* Task objective
Pull out of the data below the stretch of lines bounded by the one containing "These test will need to be migrated" and the one containing "using going forward.", both bounds included, unchanged.

* Stored data entries

===============

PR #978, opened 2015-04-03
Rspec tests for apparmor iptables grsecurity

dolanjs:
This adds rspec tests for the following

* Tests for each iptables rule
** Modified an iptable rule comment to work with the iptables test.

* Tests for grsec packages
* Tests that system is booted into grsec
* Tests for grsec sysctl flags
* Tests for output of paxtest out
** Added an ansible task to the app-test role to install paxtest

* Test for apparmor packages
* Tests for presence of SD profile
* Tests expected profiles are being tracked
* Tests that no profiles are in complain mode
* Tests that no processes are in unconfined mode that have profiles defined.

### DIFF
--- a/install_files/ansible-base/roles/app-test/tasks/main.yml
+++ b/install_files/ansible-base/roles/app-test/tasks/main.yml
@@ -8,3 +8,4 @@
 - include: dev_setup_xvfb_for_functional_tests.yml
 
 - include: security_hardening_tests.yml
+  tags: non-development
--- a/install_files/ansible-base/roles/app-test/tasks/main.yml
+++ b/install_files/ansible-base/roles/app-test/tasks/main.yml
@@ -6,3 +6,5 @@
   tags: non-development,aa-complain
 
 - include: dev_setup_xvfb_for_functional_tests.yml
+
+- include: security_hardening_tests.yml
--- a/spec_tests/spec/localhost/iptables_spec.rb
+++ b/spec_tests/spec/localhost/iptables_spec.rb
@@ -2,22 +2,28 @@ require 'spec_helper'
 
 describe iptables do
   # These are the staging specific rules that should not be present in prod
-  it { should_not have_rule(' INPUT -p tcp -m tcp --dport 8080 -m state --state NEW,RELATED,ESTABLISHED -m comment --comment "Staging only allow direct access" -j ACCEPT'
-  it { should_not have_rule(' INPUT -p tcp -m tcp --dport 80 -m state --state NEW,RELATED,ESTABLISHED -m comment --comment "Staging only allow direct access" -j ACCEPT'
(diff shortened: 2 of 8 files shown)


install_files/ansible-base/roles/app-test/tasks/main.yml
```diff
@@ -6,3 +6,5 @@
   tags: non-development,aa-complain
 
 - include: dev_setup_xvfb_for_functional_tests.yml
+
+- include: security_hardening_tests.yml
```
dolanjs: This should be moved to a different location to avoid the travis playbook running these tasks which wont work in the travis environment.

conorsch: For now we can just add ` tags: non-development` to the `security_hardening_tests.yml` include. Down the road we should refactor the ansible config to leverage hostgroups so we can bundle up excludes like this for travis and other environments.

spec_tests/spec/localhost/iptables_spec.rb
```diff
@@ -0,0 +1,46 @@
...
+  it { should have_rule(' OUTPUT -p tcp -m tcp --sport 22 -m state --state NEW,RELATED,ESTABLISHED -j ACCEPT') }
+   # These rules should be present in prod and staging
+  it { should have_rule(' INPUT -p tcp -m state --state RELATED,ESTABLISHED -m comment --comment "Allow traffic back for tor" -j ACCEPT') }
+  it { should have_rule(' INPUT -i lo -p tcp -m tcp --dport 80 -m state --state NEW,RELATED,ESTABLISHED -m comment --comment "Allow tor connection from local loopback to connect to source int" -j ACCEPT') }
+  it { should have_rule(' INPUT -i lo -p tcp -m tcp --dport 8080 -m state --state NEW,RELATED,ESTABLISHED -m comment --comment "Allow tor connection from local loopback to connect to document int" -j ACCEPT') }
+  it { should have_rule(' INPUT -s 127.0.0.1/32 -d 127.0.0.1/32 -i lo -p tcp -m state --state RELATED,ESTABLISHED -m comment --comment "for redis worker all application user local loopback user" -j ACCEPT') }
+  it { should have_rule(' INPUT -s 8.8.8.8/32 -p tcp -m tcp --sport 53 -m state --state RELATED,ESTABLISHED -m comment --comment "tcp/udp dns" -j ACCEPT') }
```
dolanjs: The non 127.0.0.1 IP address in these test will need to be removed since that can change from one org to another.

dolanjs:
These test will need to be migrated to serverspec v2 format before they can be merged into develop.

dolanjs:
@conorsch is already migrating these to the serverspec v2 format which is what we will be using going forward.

===============

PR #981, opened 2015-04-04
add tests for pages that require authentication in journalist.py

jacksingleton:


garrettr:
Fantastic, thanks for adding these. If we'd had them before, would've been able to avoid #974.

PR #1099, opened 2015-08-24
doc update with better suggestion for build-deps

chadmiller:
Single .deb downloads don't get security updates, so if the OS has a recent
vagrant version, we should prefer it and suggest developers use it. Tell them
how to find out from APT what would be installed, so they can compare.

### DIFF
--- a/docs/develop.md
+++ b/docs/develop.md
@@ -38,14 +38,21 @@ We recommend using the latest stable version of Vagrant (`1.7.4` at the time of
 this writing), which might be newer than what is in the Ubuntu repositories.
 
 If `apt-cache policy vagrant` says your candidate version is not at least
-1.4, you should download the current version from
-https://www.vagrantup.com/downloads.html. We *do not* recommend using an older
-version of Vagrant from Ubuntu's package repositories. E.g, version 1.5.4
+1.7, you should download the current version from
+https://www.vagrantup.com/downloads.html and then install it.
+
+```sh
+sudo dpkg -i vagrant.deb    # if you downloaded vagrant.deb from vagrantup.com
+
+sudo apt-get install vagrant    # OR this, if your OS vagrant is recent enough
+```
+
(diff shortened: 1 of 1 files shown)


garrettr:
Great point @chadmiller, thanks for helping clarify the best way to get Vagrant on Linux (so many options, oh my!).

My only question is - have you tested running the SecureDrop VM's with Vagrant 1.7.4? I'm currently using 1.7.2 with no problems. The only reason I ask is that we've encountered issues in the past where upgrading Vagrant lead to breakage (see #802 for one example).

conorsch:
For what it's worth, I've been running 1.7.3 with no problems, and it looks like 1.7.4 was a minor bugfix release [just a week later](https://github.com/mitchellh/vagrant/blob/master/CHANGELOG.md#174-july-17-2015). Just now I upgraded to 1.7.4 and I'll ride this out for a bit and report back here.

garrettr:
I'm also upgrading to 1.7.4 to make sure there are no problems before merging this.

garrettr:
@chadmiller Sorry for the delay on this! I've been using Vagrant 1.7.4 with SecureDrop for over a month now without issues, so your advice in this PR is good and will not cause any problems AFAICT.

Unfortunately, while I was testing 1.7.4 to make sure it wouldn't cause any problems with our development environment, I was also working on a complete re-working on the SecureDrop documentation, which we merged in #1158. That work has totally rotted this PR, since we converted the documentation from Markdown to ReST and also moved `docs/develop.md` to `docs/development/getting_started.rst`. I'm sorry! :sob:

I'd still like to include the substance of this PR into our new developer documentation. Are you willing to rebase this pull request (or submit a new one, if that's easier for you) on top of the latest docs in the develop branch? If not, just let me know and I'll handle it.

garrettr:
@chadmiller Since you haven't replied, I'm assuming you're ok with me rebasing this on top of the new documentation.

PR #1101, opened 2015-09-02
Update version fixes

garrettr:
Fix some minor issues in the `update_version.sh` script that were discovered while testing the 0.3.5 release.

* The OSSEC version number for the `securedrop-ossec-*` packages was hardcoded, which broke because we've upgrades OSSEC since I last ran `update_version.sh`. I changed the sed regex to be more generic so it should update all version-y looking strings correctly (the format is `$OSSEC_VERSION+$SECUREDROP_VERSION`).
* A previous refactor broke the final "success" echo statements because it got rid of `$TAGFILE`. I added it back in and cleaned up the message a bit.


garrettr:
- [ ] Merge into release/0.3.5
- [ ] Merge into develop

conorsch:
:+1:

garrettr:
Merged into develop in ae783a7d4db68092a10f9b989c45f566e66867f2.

===============

* Answer space
These test will need to be migrated to serverspec v2 format before they can be merged into develop.

dolanjs:
@conorsch is already migrating these to the serverspec v2 format which is what we will be using going forward.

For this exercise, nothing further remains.